C2- Correction of weakness
To correct the weakness, I must be able to control my arousal and anxiety levels. To do this, I must engage in deep breathing before and during my performance as this helps to control arousal levels and reduce anxiety levels. I can also work on my technique on losing my marker and receiving the ball by taking part in some drills in training.
Planned training session:
Practicing the skill – 2 players pass and move in a square that is double the size of the area used for the warm up. To receive the ball, both players must go one way and then quickly the other, only demanding to receive the ball once they have changed direction.
Developing The Drill – 4 players start on each side of the square with 2 in the middle. Player 1 in the middle must create space to receive the pass aiming to pass back to any of the 4 players on the side before player 2 can get the ball. Swap over and repeat.
Moving The Drill Into A More Realistic Game Situation - This Football Game is best played with only 3 or 4 players on each side with no goalkeepers so that each player has several opportunities to practice the skill. One Point can be awarded for either 10 consecutive passes or by passing the ball to a team mate who has found time and space to receive a pass behind one of the lines that make up the square.
Game Situation – Finish with a normal game focusing on the object of the training session, encouraging players to find space to receive the ball.
Self-Analysis Of Technical/Tactical Weakness 2
Comparison to Elite Model
Creating space with first touch
Part B
Part C1- causes of weakness
The cause of me taking too many touches is partly due to my starting position. However, it is also because I experience anxiety before I receive the ball as I am unaware of where I am going to pass the ball next, which makes me panic.
Part C2- Correction of weakness
How to correct weakness
I can correct my weakness by imagining how I’m going to receive the ball before I receive it, this way I know exactly what to do. I can also take part in various drills which improve my first touch.
Training plan
Practicing The Skill – 2 players face each other roughly 5 – 10 meters apart with 2 cones to the side of them that are 3 ft apart. The first cone should be lined up parallel with each player with the second 3 ft in front. Player 1 passes the ball along the ground to player 2 who with his first touch lightly passes the ball through the 2 cones, then side footing the ball back to player 1. Swap over and repeat. Please see the diagrammatical representation below.
Developing The Drill – 4 players start on each side of a square with 2 in the middle. There should be about 10 meters between each cone of the square. Player 1 in the middle receives the ball from player 6 on the outside and with his first touch creates space to pass back to one of the other players standing on either side of the square. No more than 2 touches can be taken. Player 2 is the defender. Swap over and repeat. Please see the diagrammatical representation below.
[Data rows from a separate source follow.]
PR #22355, opened 2026-03-05
[OpenVINO backend] Support for numpy.det using Faddeev-LeVerrier algorithm

andersendsa:
### Details :
Implement numpy.det operation for the OpenVINO backend.

### Closes issue : https://github.com/openvinotoolkit/openvino/issues/34510

PR #22437, opened 2026-03-15
[OpenVINO backend] Support for numpy.det using LU decomposition with partial pivoting

satheeshbhukya:
### Description

This PR adds the implementation of the `det` operation for the OpenVINO backend in Keras.

The determinant is computed using LU decomposition with partial pivoting. During the decomposition, pivot elements are accumulated to compute the determinant while tracking row swaps to correctly adjust the sign. This approach follows the standard mathematical relation:

det(A) = sign × product of pivot elements

The implementation supports batched matrices by flattening batch dimensions and performing the computation across the batch.

### Key points

* Supports inputs of shape `(..., n, n)`
* Handles batched matrices
* Casts integral and boolean inputs to floating point types
* Tracks row swaps to correctly compute determinant sign
* Reshapes outputs back to batch dimensions

### Closes: [openvinotoolkit/openvino#34510](https://github.com/openvinotoolkit/openvino/issues/34510)
cc @hertschuh for review

### DIFF
--- a/keras/src/backend/openvino/excluded_concrete_tests.txt
+++ b/keras/src/backend/openvino/excluded_concrete_tests.txt
@@ -201,7 +201,6 @@ LayerTest::test_end_to_end_masking
 LayerTest::test_quantized_layer_with_remat
 LayerTest::test_stateless_call
 LinalgOpsCorrectnessTest::test_cholesky
-LinalgOpsCorrectnessTest::test_det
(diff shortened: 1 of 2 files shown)


andersendsa:
Hi @satheeshbhukya   I have already implemented this issue with my pr #22355
i would urge u to close this pull request

hertschuh:
Already implemented in https://github.com/keras-team/keras/pull/22355

PR #22438, opened 2026-03-16
Fix Inconsistent tensor conversion

Abhinavexists:
- Convert L2.l2 to tensor in __init__ via ops.convert_to_tensor() to match L1 behavior, avoiding repeated implicit float-to-tensor conversion on every forward pass


Abhinavexists:
> Thanks!
> 
> Can you fix the unit tests? It's just a question of change some `assertEqual` to `assertAllClose`.

Sure

hertschuh (approved):
Thanks!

Moving The Drill Into A More Realistic Game Situation– This Football Game is best played with no more than 7 players on each side and no goalkeepers so that each player has several opportunities to practice the skill. Each player has to play 2 touch. If more than 2 touches are taken, the ball is passed back to the defending side. Encourage players to find space to receive the ball and then create more space with their first touch.
Game Situation – Finish with a normal game focusing on the object of the training session, encouraging players to create space with their first touch.